Review question

# Can we prove $\sin a \sin b \leq \sin^2\frac{1}{2}(a+b)$? Add to your resource collection Remove from your resource collection Add notes to this resource View your notes for this resource

Ref: R8525

## Solution

Prove that, for all values of $a$ and $b$, $\sin a \sin b \le \sin^2\frac{1}{2}(a+b).$

We know that $\cos (x+y) = \cos x\cos y-\sin x\sin y \quad \text{and} \quad \cos (x-y) = \cos x\cos y+\sin x\sin y.$

Thus $\sin x\sin y = \dfrac{1}{2}(\cos (x-y)-\cos (x+y)).$

This means $\sin \left(\dfrac{a+b}{2}\right)\sin \left(\dfrac{a+b}{2}\right) = \dfrac{1}{2}(1-\cos (a+b)).$

We also have $\sin a\sin b = \dfrac{1}{2}(\cos (a-b)-\cos (a+b)).$

Since $\cos(a-b) \leq 1$, on comparing the last two equations we see $\sin a\sin b \leq \sin^2 \left(\dfrac{a+b}{2}\right)$.

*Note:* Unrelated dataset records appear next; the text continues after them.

PR #1567, opened 2021-05-06
v.hull: use standard C boolean type

### LINKED ISSUE #1563: [Bug] v.hull fails to compile in GRASS 7.8.5
**Describe the bug**
When compiling GRASS 7.8.4 against GDAL 3.3.0 the v.hull module fails.

**To Reproduce**
```
GRASS GIS 7.8.5 exported compilation log
Started compilation: Mon 03 May 2021 10:51:18 PM MST
--
Errors in:
/tmp/makepkg/grass/src/grass-7.8.5/vector/v.hull
```

and the error from the v.hull folder in the src package gives:

```
grass/src/grass-7.8.5/vector/v.hull % make
gcc -D_FORTIFY_SOURCE=2 -march=native -O2 -pipe -fstack-protector-strong -fno-plt   -I/tmp/makepkg/grass/src/grass-7.8.5/dist.x86_64-pc-linux-gnu/include -I/tmp/makepkg/grass/src/grass-7.8.5/dist.x86_64-pc-linux-gnu/include   -I/usr/include -I/usr/include -DPACKAGE=\""grassmods"\"   -I/tmp/makepkg/grass/src/grass-7.8.5/dist.x86_64-pc-linux-gnu/include -I/tmp/makepkg/grass/src/grass-7.8.5/dist.x86_64-pc-linux-gnu/include -DRELDIR=\"vector/v.hull\" -o OBJ.x86_64-pc-linux-gnu/chull.o -c chull.c
In file included from /usr/include/ogr_api.h:47,
                 from /tmp/makepkg/grass/src/grass-7.8.5/dist.x86_64-pc-linux-gnu/include/grass/vect/dig_structs.h:27,
                 from /tmp/makepkg/grass/src/grass-7.8.5/dist.x86_64-pc-linux-gnu/include/grass/vect/digit.h:3,
                 from /tmp/makepkg/grass/src/grass-7.8.5/dist.x86_64-pc-linux-gnu/include/grass/vector.h:4,
                 from chull.c:27:
chull.c:34:19: error: expected ‘;’, identifier or ‘(’ before ‘_Bool’
   34 | { BFALSE, BTRUE } bool;
      |                   ^~~~
make: *** [../../include/Make/Compile.make:32: OBJ.x86_64-pc-linux-gnu/chull.o] Error 1
```

- Operating System: Arch Linux (5.11.6 kernel)
- GRASS GIS 7.8.4
- GDAL 3.3.0

**Additional context**
Downgrading GDAL to 3.2.2 lets GRASS 7.8.4 compile.

nilason:
GDAL 3.3.0 introduces the use of standard C bool type. Redefining bool locally, as in `vector/v.hull/chull.c` causes failure. Since GRASS now adhere to C11 standard this PR addresses this issue by replacing the local bool with the standard C bool.

Fixes #1563

### DIFF
--- a/include/grass/gis.h
+++ b/include/grass/gis.h
@@ -23,6 +23,8 @@
 /* System include files */
 #include <stdio.h>
 #include <stdarg.h>
+#include <stdbool.h>
+
 
 /* Grass and local include files */
 #include <grass/config.h>
@@ -51,13 +53,14 @@ static const char *GRASS_copyright __attribute__ ((unused))
 #define G_gisinit(pgm) G__gisinit(GIS_H_VERSION, (pgm))
 #define G_no_gisinit() G__no_gisinit(GIS_H_VERSION)
 
-/* Define TRUE and FALSE for boolean comparisons */
+/* For boolean values and comparisons use the C99 type 'bool' with values 'true' */
+/* and 'false' For historical reasons 'TRUE' and 'FALSE' are still valid.        */
 #ifndef TRUE
-#define TRUE 1
+#define TRUE true
 #endif
 
 #ifndef FALSE
-#define FALSE 0
+#define FALSE false
 #endif
 
 #if (defined(_FILE_OFFSET_BITS) && _FILE_OFFSET_BITS == 64) || (__APPLE__ && __LP64__)
--- a/lib/lidar/lidar.h
+++ b/lib/lidar/lidar.h
@@ -62,9 +62,6 @@
     /* INTERPOLATOR */
 #define P_BILINEAR 		1
 #define P_BICUBIC 		0
-    /* Boolean definitions */
-#define TRUE 			1
-#define FALSE 			0
 
 /*----------------------------------------------------------------------------------------------------------*/
     /*STRUCTS DECLARATION */
--- a/raster/r.param.scale/param.h
+++ b/raster/r.param.scale/param.h
@@ -18,8 +18,6 @@
 				/* 'blank' edge around raster.          */
 #define MAX_WSIZE 499		/* Maximum dimensions of window.        */
 				/* Some useful labels.                  */
-#define TRUE 1
-#define FALSE 0
 
 #define RAD2DEG M_R2D
 #define DEG2RAD M_D2R
--- a/raster/r.surf.idw/main.h
+++ b/raster/r.surf.idw/main.h
@@ -1,8 +1,6 @@
 #include <grass/raster.h>
 
 #define         SHORT           short
-#define         TRUE    1
-#define         FALSE   0
 
 #define MELEMENT        struct Melement
 MELEMENT {
--- a/raster3d/r3.showdspf/Ball.c
+++ b/raster3d/r3.showdspf/Ball.c
@@ -7,8 +7,6 @@
 #include "Ball.h"
 #include "BallMath.h"
 #include <stdio.h>
-#define TRUE 1
-#define FALSE 0
 
 HMatrix mId = { {1, 0, 0, 0}
 , {0, 1, 0, 0}
--- a/raster3d/r3.showdspf/togif.c
+++ b/raster3d/r3.showdspf/togif.c
@@ -324,9 +324,6 @@ static int ditherrow(unsigned short *r, unsigned short *g, unsigned short *b,
  *
  *****************************************************************************/
 
-#define TRUE 1
-#define FALSE 0
-
 
 /************************** BumpPixel() ********************************/
 /*
--- a/vector/v.hull/chull.c
+++ b/vector/v.hull/chull.c
@@ -22,16 +22,13 @@
 #include <stdio.h>
 #include <stdlib.h>
 #include <math.h>
+#include <stdbool.h>
 
 #include <grass/gis.h>
 #include <grass/vector.h>
 #include <grass/glocale.h>
 
 #include "globals.h"
-
-/*Define Boolean type */
-typedef enum
-{ BFALSE, BTRUE } bool;
 
 /* Define vertex indices. */
 #define X   0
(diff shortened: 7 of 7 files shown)


nilason:
If there are no objections, I will soon merge and backport this. This is needed for successful compilation with GDAL 3.3.

metzm:
A much easier solution could be to use `TRUE|FALSE` from https://github.com/OSGeo/grass/blob/master/include/grass/gis.h#L54, no need to `#include <stdbool.h>` or to define boolean type in `v.hull`. Many other GRASS modules use GRASS defined `TRUE|FALSE` without problems.

nilason:
> A much easier solution could be to use `TRUE|FALSE` from https://github.com/OSGeo/grass/blob/master/include/grass/gis.h#L54, no need to `#include <stdbool.h>` or to define boolean type in `v.hull`. Many other GRASS modules use GRASS defined `TRUE|FALSE` without problems.

I did consider using GRASS’s TRUE/FALSE https://github.com/OSGeo/grass/issues/1563#issuecomment-832251652, but in the end sided with bool, which gives incomparably clearer code. I see no reason not to use the standard bool, in fact I’d welcome its use more often in GRASS in general. Perhaps by include stdbool.h in gis.h.

metzm:
> I did consider using GRASS’s TRUE/FALSE [#1563 (comment)](https://github.com/OSGeo/grass/issues/1563#issuecomment-832251652), but in the end sided with bool, which gives incomparably clearer code. I see no reason not to use the standard bool, in fact I’d welcome its use more often in GRASS in general. Perhaps by include stdbool.h in gis.h.

Using GRASS's TRUE/FALSE, you don't need to `#include <stdbool.h>` and only replace true with TRUE and false with FALSE in this PR. Looks like pretty clear code in `v.hull`. What exactly is unclear in your opinion?

If you really want to `#include <stdbool.h>`, the correct place would be in `gis.h`. What would be the benefits?

nilason:
> > I did consider using GRASS’s TRUE/FALSE [#1563 (comment)](https://github.com/OSGeo/grass/issues/1563#issuecomment-832251652), but in the end sided with bool, which gives incomparably clearer code. I see no reason not to use the standard bool, in fact I’d welcome its use more often in GRASS in general. Perhaps by include stdbool.h in gis.h.
> 
> Using GRASS's TRUE/FALSE, you don't need to `#include <stdbool.h>` and only replace true with TRUE and false with FALSE in this PR. Looks like pretty clear code in `v.hull`. What exactly is unclear in your opinion?
> 
> If you really want to `#include <stdbool.h>`, the correct place would be in `gis.h`. What would be the benefits?

Starting with GDAL 3.3 `stdbool.h` **is** included (in ogr_api.h), which causes the issue at hand in the first place. Therefore all `bool` types declared in `chull.c` must also be redeclared as `int`'s if we go by your suggestion. Precisely this is less clear code in my opinion. (I agree v.hull is has clear code and this PR is suggesting to keep it that way, dealing with the conflict with GDAL.) Compare e.g.:

```c
bool AddOne(tVertex p);

struct tVertexStructure {
  double v[3];
  int vnum;
  tEdge duplicate;  /* pointer to incident cone edge (or NULL) */
  bool onhull;      /* T iff point on hull. */
  bool mark;        /* T iff point already processed. */
  tVertex next, prev;
};

# vs

int AddOne(tVertex p);

struct tVertexStructure {
  double v[3];
  int vnum;
  tEdge duplicate;  /* pointer to incident cone edge (or NULL) */
  int onhull;       /* T iff point on hull. */
  int mark;         /* T iff point already processed. */
  tVertex next, prev;
};
```

In my mind it's quite obvious that using `bool` over `int` is making the intent of the code much clearer. `Int` is now used in so many various ways: as ordinary integer value, return codes, bit flags and also boolean value. Often only the documentation can describe an Int's intentional use. Using bool makes these cases clear reading the code alone.

I did some testing with putting this in `gis.h`:
```c
....

/* System include files */
#include <stdio.h>
#include <stdarg.h>
#include <stdbool.h>

...

/* Define TRUE and FALSE for boolean comparisons */
#ifndef TRUE
#define TRUE true
#endif

#ifndef FALSE
#define FALSE false
#endif

...
```

then there is no need to make the include in `chull.c`, and this and all other code works without any further modification. (Note: the change to `#define TRUE true` is not really necessary as true is defined as `1` anyway and similarly for FALSE.) But with the advantage of enabling possible future modifications/additions like:
`int G_is_gisbase(const char *path)`
to 
`bool G_is_gisbase(const char *path)`
or
`static void log_error(const char *msg, int fatal)`
to
`static void log_error(const char *msg, bool fatal)`

I agree including stdbool.h in gis.h would be the better way to go. However, I can't see *any* benefits of using ints over bools for boolean values.

(see [stdbool.h specs](https://pubs.opengroup.org/onlinepubs/9699919799/basedefs/stdbool.h.html) for reference)

nilason:
I have now updated this PR, to include `stdbool.h` in `gis.h` for global availability of C99's `bool` type and values `true` and `false`. The old definitions of `TRUE` and `FALSE` remain and are fully working as before; I changed their definitions to `true` and `false` (which are the same as the `1` and `0` before), to make their equivalency unambiguous.

metzm:
> I have now updated this PR, to include `stdbool.h` in `gis.h` for global availability of C99's `bool` type and values `true` and `false`. The old definitions of `TRUE` and `FALSE` remain and are fully working as before; I changed their definitions to `true` and `false` (which are the same as the `1` and `0` before), to make their equivalency unambiguous.

Thanks, fine with me. We could now clean up code and use `bool` types where appropriate (there are many places where int or char are used as booleans).

nilason:
> Thanks, fine with me. We could now clean up code and use bool types where appropriate (there are many places where int or char are used as booleans).

@metzm Thank you, as always, for your invaluable input!

Merged and backported.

Show further that, if $a$, $b$, $c$ and $d$ all lie between $0$ and $\pi$, then $\sin a \sin b \sin c \sin d \leq \left( \sin\frac{1}{4}(a+b+c+d)\right)^4;$

If $0 \leq a, b, c, d \leq \pi,$ then

$0 \leq \sin a, \sin b, \sin c, \sin d \leq 1.$

Therefore

$0 \leq \sin a \sin b \leq \sin^2{\frac{1}{2}(a+b)}$

and

$0 \leq \sin c \sin d \leq \sin^2{\frac{1}{2}(a+b)}.$

Because the left hand side of each inequality is greater than or equal to zero, we can multiply the inequalities to get

$$$\sin a \sin b \sin c \sin d \leq \sin^2{\frac{1}{2}(a+b)} \sin^2{\frac{1}{2}(c+d)}. \label{eq:1}$$$ Using the inequality from a), we also have \begin{align} \sin{\frac{1}{2}(a+b)} \sin{\frac{1}{2}(c+d)} &\leq \sin^2{\frac{1}{2}\bigl[\frac{1}{2}(a+b)+\frac{1}{2}(c+d)\bigr]} \notag \\ \quad &= \sin^2{\frac{1}{4}(a + b + c +d)}. \label{eq:2} \end{align}

We know

$0 \leq \frac{1}{2}(a+ b), \frac{1}{2}(c+d) \leq \pi,$

and so

$0 \leq \sin \frac{1}{2}(a+b) \sin \frac{1}{2}(c+d),$

which means we can square $\eqref{eq:2}$ to get

$$$\sin^2{\frac{1}{2}(a+b)} \sin^2 \frac{1}{2}(c+d) \leq \sin^4{\frac{1}{4}(a+b+c+d)}. \label{eq:3}$$$

Combining $\eqref{eq:1}$ and $\eqref{eq:3}$ we get

\begin{align*} \sin a \sin b \sin c \sin d &\leq \sin^4\frac{1}{4}(a+b+c+d) \\ & \quad = \bigl(\sin \frac{1}{4}(a+b+c+d)\bigr)^4, \end{align*}

as required.

… and, by writing $d=\frac{1}{3}(a+b+c)$, deduce that $\sin a \sin b \sin c \le \left( \sin\frac{1}{3}(a+b+c)\right)^3.$

Setting $d = \frac{1}{3}(a+b+c),$ we see that

$a + b + c + d = \frac{4}{3}(a+b+c),$

and we can deduce that

$$$\sin a \sin b \sin c \sin \frac{1}{3}(a+b+c) \leq \bigl(\sin \frac{1}{3}(a+b+c)\bigr)^4. \label{eq:4}$$$

From $0 \leq a, b, c \leq \pi$, we deduce that $0 \leq \frac{1}{3}(a+b+c) \leq \pi$ and, except in the cases $a,b,c=0$ and $a,b,c=\pi$, we have the strict inequality $0 < \frac{1}{3}(a+b+c) < \pi$, and so

$\sin \frac{1}{3}(a+b+c) > 0.$

Given this, we can divide $\eqref{eq:4}$ by $\sin \frac{1}{3}(a+b+c)$ to get

$\sin a \sin b \sin c \leq \bigl(\sin \frac{1}{3}(a+b+c)\bigr)^3,$

as required.

The final task is to consider the cases $a = b = c = 0$ and $a = b = c = \pi.$ In both of these cases, both sides of the inequality are $0$ (as $\sin 0 = \sin \pi = 0$), and so the inequality still holds.